File:Carnitine – Wikimedia Commons

J Am Coll Surg The material is in no way intended to replace professional medical care by a qualified specialist and should not be used as a basis for diagnosis or treatment.

A total of 6 sessions were required. The trandferasa showed abnormal distribution of radiotracer with intense deposits in the muscles of the thorax, abdomen and extremities fig. In case of CPT deficiency fatty acids do not enter in the mitochondria to be oxidized and no energy is obtained.

Treatment was initiated with intravenous fluid therapy, urine alkalinization and manitol. Si continua navegando, consideramos que acepta su uso. Summary and related texts. He was 18 years old and had a history of febrile episodes in the childhood and tonsillectomy.


Deficiencia de carnitina palmitoiltransferasa tipo II

Previous article Next article. CiteScore measures average citations received per document published. Renal acute failure is due to intratubular deposition of myoglobin. Print Send to a friend Export reference Mendeley Statistics. February Pages Other search option s Alphabetical list.

Differential diagnosis The differential diagnosis should include McArdle disease, Duchenne muscular dystrophy, cytochrome c oxidase deficiency see these termscomplex II deficiency, complex III deficiency and rhabdomyolysis due to excessive exercise, infections, autoimmune reactions or drug-related neuroleptic syndrome among others.

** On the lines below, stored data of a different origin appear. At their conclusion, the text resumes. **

PR #1574, opened 2024-05-02
Design for support of HMAC precomputed keys

fabrice102:
### Issues:
N/A

### Description of changes: 

This commit implements an optimization of HMAC described in NIST-FIPS-198-1 (Section 6) and in RFC2104 (Section 4).

Instead of using the original key, it is possible to use a precomputed key consisting of two intermediate hashing results. Using this precomputed key removes at least two calls to the hash compression function when computing a HMAC value.

The first commit from May 06, 2024 is an initial design. As such, only SHA-256 is supported and all other hashes are disabled from HMAC. This makes some unit tests fail. Once this design is validated, we will add back the other hash functions in additional commits.

Changes:
* May 6, 2024: this PR was split in two. The ability to export state of SHA-256 was moved to https://github.com/aws/aws-lc/pull/1577

### Call-outs:

* This commit adds a few fields to the `methods` field of the HMAC context. This slightly increases the size of the HMAC_context (by 24 bytes on a 64-bit architecture).

### Testing:

Testing was added in two places:

* the C++ test harness based on Google Test (file `crypto/hmac_extra/hmac_test.cc`)
* the ACVP harness (file `util/fipstools/acvp/modulewrapper/modulewrapper.cc`)

To allow partial testing, we updated hmac_tests.txt to only contain the HMAC-SHA256 tests. The original file is hmac_tests_full.txt

Testing can be done in the CMake build folder using:

* `crypto/crypto_test --gtest_filter='*InitAndGetStateSHA256*:HMACTest.TestVectors'` for the new/changed unit tests
* `ninja acvp_tests` for the ACVP tests (failure is expected for anything using HMAC-xx where xx is not SHA-256)


include/openssl/hmac.h
```diff
@@ -151,6 +151,80 @@ OPENSSL_EXPORT int HMAC_CTX_copy_ex(HMAC_CTX *dest, const HMAC_CTX *src);
...
+
+// HMAC_Init_from_precomputed_key sets up an initialised |HMAC_CTX| to use |md|
+// as the hash function and |precomputed_key| as the precomputed key (see
+// HMAC_get_precomputed_key). For a non-initial call, |md| may be NULL, in which
+// case the previous hash function will be used. If the hash function has not
+// changed and |precomputed_key| is NULL, |ctx| reuses the previous key. It
+// returns one on success or zero on failure.
+//
+// It is possible to mix and match HMAC_Init_ex and
+// HMAC_Init_from_precomputed_key.
```
nebeid, line 210:
```suggestion
// It is possible to call HMAC_Init_ex after HMAC_Init_from_precomputed_key
// and vice-versa when the input key is NULL.
```
Is "vice-versa" correct? I understand that from the example below. Is it only when the key is NULL?

include/openssl/hmac.h
```diff
@@ -151,6 +151,80 @@ OPENSSL_EXPORT int HMAC_CTX_copy_ex(HMAC_CTX *dest, const HMAC_CTX *src);
...
+// If precomputed_key=NULL and md=previous MD or NULL,
+// and if HMAC_Init_ex or HMAC_Init_from_precomputed_key was successfully called
+// before, then
+//   HMAC_Init_ex(ctx, NULL, precomputed_key_len, md, engine=NULL)
+// is equivalent to
+//   HMAC_Init_from_precomputed_key(ctx, NULL, precomputed_key_len, md)
+//
+// Note: Contrary to HMAC_Init_ex, it is not possible to use the empty key with
+//   that function. Passing NULL to |precomputed_key| is only allowed on a
```
nebeid, line 219:
```suggestion
//   that function on an initial call. Passing NULL to |precomputed_key| is only allowed on a
```
Is that what is meant? Because it's allowed on a non-initial call as in the case of HMAC_Init_ex, right?

nebeid (commented):
Some comments on the header files. Will continue reviewing the implementation.

include/openssl/hmac.h
```diff
@@ -151,6 +151,80 @@ OPENSSL_EXPORT int HMAC_CTX_copy_ex(HMAC_CTX *dest, const HMAC_CTX *src);
...
+// been initialized via HMAC_Init_*, and neither HMAC_Update nor HMAC_Final
+// must have been called after the last HMAC_Init_ex. It returns one on success
+// and zero on programmer error.
+// After a successful call to HMAC_set_precomputed_key_export, HMAC_Update and
+// HMAC_Final will fail.
+//
+// Note: The main reason for this function is to satisfy FIPS assertion AS09.16,
+// since HMAC_get_precomputed_key returns key material (i.e., a CSP in NIST
+// terminology).
+OPENSSL_EXPORT int HMAC_set_precomputed_key_export(HMAC_CTX *ctx);
```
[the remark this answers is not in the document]
fabrice102: I like better the second option (`HMAC_get_precomputed_key` can just set `out_len` to the correct value when out is NULL.)
I can implement it if you think it's better than having a separate function.

include/openssl/hmac.h
```diff
@@ -151,6 +151,80 @@ OPENSSL_EXPORT int HMAC_CTX_copy_ex(HMAC_CTX *dest, const HMAC_CTX *src);
...
+
+// HMAC_precompute_size returns the size, in bytes, of the HMAC precomputed key
```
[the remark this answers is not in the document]
fabrice102: Yes, it's a better name. Once we decide whether we keep this function or not (according to comment above), I'll make the change.

include/openssl/hmac.h
```diff
@@ -151,6 +151,80 @@ OPENSSL_EXPORT int HMAC_CTX_copy_ex(HMAC_CTX *dest, const HMAC_CTX *src);
...
+// |HMAC_Init_ex|.
+OPENSSL_EXPORT size_t HMAC_precomputed_key_size(const HMAC_CTX *ctx);
+
+// HMAC_get_precomputed_key writes the precomputed key to |out| and sets
+// |*out_len| to the length of the result. On entry, the function
+// HMAC_set_precomputed_key_export must have been called on |ctx|. Furthermore,
+// |out| must contain at least |HMAC_precomputed_key_size| bytes of space. An
+// output size of |HMAC_MAX_PRECOMPUTED_KEY_SIZE| will always be large enough.
+// After a successful call to HMAC_get_precomputed_key, the context need to be
+// set up again by HMAC_Init_*, like after a call to HMAC_Final.
```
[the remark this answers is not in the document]
fabrice102: I meant `HMAC_Init_ex` or `HMAC_Init_from_precomputed_key`. We can also spell them out too.

include/openssl/hmac.h
fabrice102: Yes, and "vice-versa" is correct.
And it also works when the input key is not NULL. In that case, the key is changed.

include/openssl/hmac.h
fabrice102: Indeed, it's not completely clear. What I mean is the following:
HMAC can be set with an empty key.

This can be done using HMAC_Init and a key=NULL.

HMAC cannot be set with an empty precomputed key. This would actually not make sense from a correctness point of view even.

Here is a suggestion for the wording:

```
// Note: Contrary to input keys to HMAC_Init_ex, which can be the empty key, 
//   an input precomputed key (for HMAC_Init_from_precomputed_key) 
//   cannot be the empty key. The notion of empty precomputed key is not
//   well-defined.
//   Passing NULL to |precomputed_key| is only allowed on a
```

include/openssl/digest.h
```diff
@@ -171,6 +171,12 @@ OPENSSL_EXPORT int EVP_DigestUpdate(EVP_MD_CTX *ctx, const void *data,
 // at least this much space.
 #define EVP_MAX_MD_SIZE 64  // SHA-512 is the longest so far.
 
+// EVP_MAX_MD_CHAINING_LENGTH is the largest chaining length supported, in
+// bytes. This constant is only for Merkle-Damgard-based hashed functions
+// like SHA-1, SHA-2, and MD5.
+// This constant is only used internally by HMAC.
+#define EVP_MAX_MD_CHAINING_LENGTH 64  // SHA-512 has the longest chaining length so far
```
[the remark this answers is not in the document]
fabrice102: The chaining length is not necessarily equal to the digest length: for example SHA-224 chaining length is 32 bytes, not 24 bytes.

The maximum chaining length is currently equal to the maximum digest length, but this is not guaranteed in the future. For example, if NIST creates SHA2-768 using a chaining length of 128 bytes, then the maximum digest length would be 96 bytes but the maximum chaining length would be 128 bytes. Another example is if NIST adds a SHA-4 with digest length 128 bytes which does not use a Merkle-Damgard construction. Then, the maximum chaining length would stay at 64 bytes, while the maximum digest length would increase to 128 bytes.

include/openssl/hmac.h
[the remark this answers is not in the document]
fabrice102: Thinking more about it, I think there is a concrete difference between having a separate function to get the size or not:

* with a separate function (like in the current code), there is no restriction when the function to get the size can be called (as long as the md has been initialized)
* when merging this function with `HMAC_set_precomputed_key_export` or `HMAC_get_precomputed_key`, the size can only be retrieved in a specific state (i.e., just after initialization or just after setting the key export flag respectively).

Having a separate function gives a bit more of flexibility. But I don't know if it really matters to users of the library.

nebeid (commented):
I'm continuing to review hmac.c; I was focused on the state transition and will continue reviewing the new functions.

include/openssl/digest.h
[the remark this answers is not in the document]
fabrice102: Do you mean keeping the name `EVP_MAX_MD_CHAINING_LENGTH`?

include/openssl/hmac.h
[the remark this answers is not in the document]
fabrice102: That's a good point. I'll switch to this state logic.

include/openssl/digest.h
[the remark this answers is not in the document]
nebeid: Sorry, Fabrice, I didn't write what I was thinking. I wanted to suggest `EVP_MAX_MD_STATE_SIZE` instead.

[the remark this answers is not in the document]
nebeid: On a second thought, `state_size` may be confusing because the state such as `struct sha256_state_st` for example in `sha.h` contains other values. If "chaining_length" is the correct term used in standards or elsewhere, we can keep it. I suggest you explain it here as the internal state of the MD algorithm or something of the sort.

crypto/fipsmodule/hmac/hmac.c
```diff
@@ -62,18 +62,24 @@
...
-typedef int (*HashUpdate)(void *, const void*, size_t);
-typedef int (*HashFinal)(uint8_t *, void*);
+typedef int (*HashUpdate)(void *, const void *, size_t);
+typedef int (*HashFinal)(uint8_t *, void *);
+typedef int (*HashInitFromState)(void *, const uint8_t *, uint64_t);
+typedef int (*HashGetState)(void *, uint8_t *, uint64_t *);
 
 struct hmac_methods_st {
   const EVP_MD* evp_md;
+  size_t chaining_length;  // chaining length in bytes
```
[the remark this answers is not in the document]
nebeid: Please see my most recent comment on `EVP_MAX_MD_CHAINING_LENGTH` in digest.h revisiting my preference.

crypto/fipsmodule/sha/internal.h
```diff
@@ -92,6 +103,26 @@ void sha512_block_data_order(uint64_t *state, const uint8_t *in,
 #define KECCAK1600_ASM
 #endif
 
+// SHA256_Init_from_state is a low-level function that initializes |sha| with a
+// custom state. |h| is the hash state in big endian. |n| is the number of bits
+// processed at this point. It must be a multiple of |SHA256_CBLOCK*8|.
+// It returns one on success and zero on programmer error.
+// External users should never use directly this function.
```
nebeid, line 110:
```suggestion
// This function is for internal use only and should never be directly called.
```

The severe infantile form may lead to sudden death during infancy due, in general, to paroxysmal cardiac arrhythmias. However they are a preventable cause of acute renal failure, which very often goes unnoticed.

Physical examination was unremarkable except for hyperemic pharynx and intense pain on muscle palpation. About cases of the myopathic form have been reported in the literature, but this number may under-estimate the disease prevalence.

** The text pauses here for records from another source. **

PR #1581, opened 2024-05-08
More minor symbols for Ruby support

samuel40791765:
### Issues:
Addresses `CryptoAlg-1717`

### Description of changes:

Am J Obstet Gynecol Check this box if you wish to receive a copy of your message. SNIP measures contextual citation impact by wighting citations based on the total number of citations in a subject field. carnitna

File:Carnitine structure.png

The familial study disclosed that one sister was also affected. The treatment is to avoid the factors that can trigger rhabdomyolysis, like prolonged fasting, to eating a low-fat high-carbohydrate defociencia, frequent meals and with excessive carbohydrates intake after exercise. You can change the settings or obtain more information by clicking here. Other search option s Alphabetical list. For all other comments, please send your remarks via contact us.

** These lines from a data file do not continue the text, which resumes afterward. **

PR #1582, opened 2024-05-08
Revert "Trim some unused XN_FLAG_* values"

samuel40791765:
This reverts commit b6082af174881079096aad9661e505be6ba0c5e7.

### Description of changes: 
Ruby [is dependent](https://github.com/ruby/ruby/blob/ruby_3_1/ext/openssl/ossl_x509name.c#L596) on `XN_FLAG_MULTILINE`. We removed the flag in b6082af174881079096aad9661e505be6ba0c5e7 during the upstream merge, this reverts the change.

### Call-outs:
N/A

### Testing:
Original tests

### DIFF
--- a/include/openssl/x509.h
+++ b/include/openssl/x509.h
@@ -2281,12 +2281,25 @@ OPENSSL_EXPORT int X509_REQ_print_fp(FILE *fp, X509_REQ *req);
 // XN_FLAG_FN_SN uses the attribute type's short name, when available.
 #define XN_FLAG_FN_SN 0
 
+// XN_FLAG_FN_LN uses the attribute type's long name, when available.
+#define XN_FLAG_FN_LN (1 << 21)
+
+// XN_FLAG_FN_OID always prints attribute types as OIDs.
+#define XN_FLAG_FN_OID (2 << 21)
+
+// XN_FLAG_FN_NONE skips printing field names.
+#define XN_FLAG_FN_NONE (3 << 21)
+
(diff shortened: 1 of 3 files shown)


include/openssl/x509.h
```diff
@@ -2281,13 +2281,26 @@ OPENSSL_EXPORT int X509_REQ_print_fp(FILE *fp, X509_REQ *req);
...
 #define XN_FLAG_FN_SN 0
 
+// XN_FLAG_FN_LN uses the attribute type's long name, when available.
+#define XN_FLAG_FN_LN (1 << 21)
+
+// XN_FLAG_FN_OID always prints attribute types as OIDs.
+#define XN_FLAG_FN_OID (2 << 21)
+
+// XN_FLAG_FN_NONE skips printing field names.
+#define XN_FLAG_FN_NONE (3 << 21)
```
WillChilds-Klein, line 2291: looks like these [aren't used in ruby](https://github.com/search?q=repo%3Aruby%2Fruby+XN_FLAG_&type=code) or for defining `XN_FLAG_MULTILINE`. can we add another commit to this PR removing them? perhaps with a note explaining the gap in bit shift values.

samuel40791765: Sure I have no objection to that.

justinwsmith (approved):

include/openssl/x509.h
WillChilds-Klein: Agreed that it's not necessary. Probably doesn't provide material benefit either.

PR #1584, opened 2024-05-09
OpenVPN error codes, SSL_get_peer_signature_* funcs, and first patch file

smittals2:
### Issues
CryptoAlg-2477
CryptoAlg-2478

### Description of changes: 
1. Added three new aliases for AES-128-GCM, AES-192-GCM, and AES-256-GCM as required by OpenVPN 
2. Added an error and function code. Error code points to our equivalent of the OpenSSL PKCS12_R_MAC_VERIFY_FAILURE error
3. Added SSL_get_peer_signature_nid and SSL_get_peer_signature_type_nid. No new state is stored for these in the SSL connection.
4. Generated a patch file to use OpenVPNs internal ASSERT function instead of OpenSSL_assert, SSL_get_ciphers instead of SSL_get1_supported_ciphers, and point SSL_get_peer_tmp_key to SSL_get_server_tmp_key (which we define as a no-op)
5. Added pkcs8.h to doc.config

### Call-outs:
The patch file is temporary and will likely change with future PRs

### Testing:
1. SSL_get_peer_signature_nid and SSL_get_peer_signature_type_nid are tested in a TLS 1.2 connection (with renegotiation) and in a TLS 1.3 connection (with mTLS configured to test both the client and server side). 


ssl/ssl_lib.cc
```diff
@@ -3047,6 +3047,37 @@ uint16_t SSL_get_peer_signature_algorithm(const SSL *ssl) {
...
 }
 
+int SSL_get_peer_signature_nid(const SSL *ssl, int *psig_nid) {
+  uint16_t sig_alg = SSL_get_peer_signature_algorithm(ssl);
+  if (sig_alg == 0) {
+    return 0;
+  }
+
+  const EVP_MD *digest_type = SSL_get_signature_algorithm_digest(sig_alg);
+  if (digest_type == nullptr) {
```
geedo0, line 3057: nit: The rest of this file uses `NULL`

ssl/ssl_lib.cc
```diff
@@ -3047,6 +3047,37 @@ uint16_t SSL_get_peer_signature_algorithm(const SSL *ssl) {
...
+    return 0;
+  }
+
+  *psig_nid = EVP_MD_nid(digest_type);
```
geedo0, line 3061: Is there an error case to check for like `EVP_PKEY_NONE` below?

geedo0 (commented):
LGTM, just some style nits to fix.

ssl/ssl_lib.cc
smittals2: Error case is checked when SSL_get_signature_algorithm_digest is called. So there should always be a valid mapping for any given EVP_MD object (EVP_MD_nid calls EVP_md_type which just returns md->type).

geedo0 (dismissed):

skmcgrail (changes requested):

include/openssl/ssl.h
```diff
@@ -4898,6 +4898,16 @@ OPENSSL_EXPORT int SSL_get_shutdown(const SSL *ssl);
 // peer. If not applicable, it returns zero.
 OPENSSL_EXPORT uint16_t SSL_get_peer_signature_algorithm(const SSL *ssl);
 
+// SSL_get_peer_signature_nid sets |psig_nid| to the NID of the digest used by
+// the peer to sign TLS messages. Returns one on success and zero on failure.
```
andrewhop, line 4902:
```suggestion
// the peer to sign their TLS messages. Returns one on success and zero on
// failure.
```

include/openssl/ssl.h
```diff
@@ -4898,6 +4898,16 @@ OPENSSL_EXPORT int SSL_get_shutdown(const SSL *ssl);
...
+OPENSSL_EXPORT int SSL_get_peer_signature_nid(const SSL *ssl, int *psig_nid);
+
+// SSL_get_peer_signature_type_nid sets |psigtype_nid| to the signature type
+// used by the peer to sign TLS messages. The signature type is the NID of the
```
andrewhop, line 4906:
```suggestion
// used by the peer to sign their TLS messages. The signature type is the NID of the
```

ssl/ssl_lib.cc
```diff
@@ -3047,6 +3047,45 @@ uint16_t SSL_get_peer_signature_algorithm(const SSL *ssl) {
   return session->peer_signature_algorithm;
 }
 
+int SSL_get_peer_signature_nid(const SSL *ssl, int *psig_nid) {
+  if(psig_nid == NULL) {
+    return 0;
+  }
```
andrewhop, line 3053: This is still a style preference but for future reference we have:
```suggestion
  GUARD_PTR(psig_nid);
```

skmcgrail (dismissed):

geedo0 (approved):

skmcgrail (approved):

lilpoozie2005 (approved):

Summary Epidemiology About cases of the myopathic form have been reported in the literature, but this number may under-estimate the disease prevalence. Genetic counseling Transmission is autosomal recessive.

Transmission is autosomal recessive. Genetic counseling Transmission is autosomal recessive. The clinical picture consists of recurrent episodes of muscular weakness, myalgias, rhabdomyolysis or acute renal failure. CPT deficiency is the most frequent metabolic myopathy. Carmen Bernis aY. He was discharged with polyuria and decreasing creatinine. He was discharged with polyuria and decreasing creatinine.

If the disease-causing mutations are identified in an affected individual, early diagnosis by molecular genetic testing can be offered to at-risk relatives to reduce morbidity and mortality.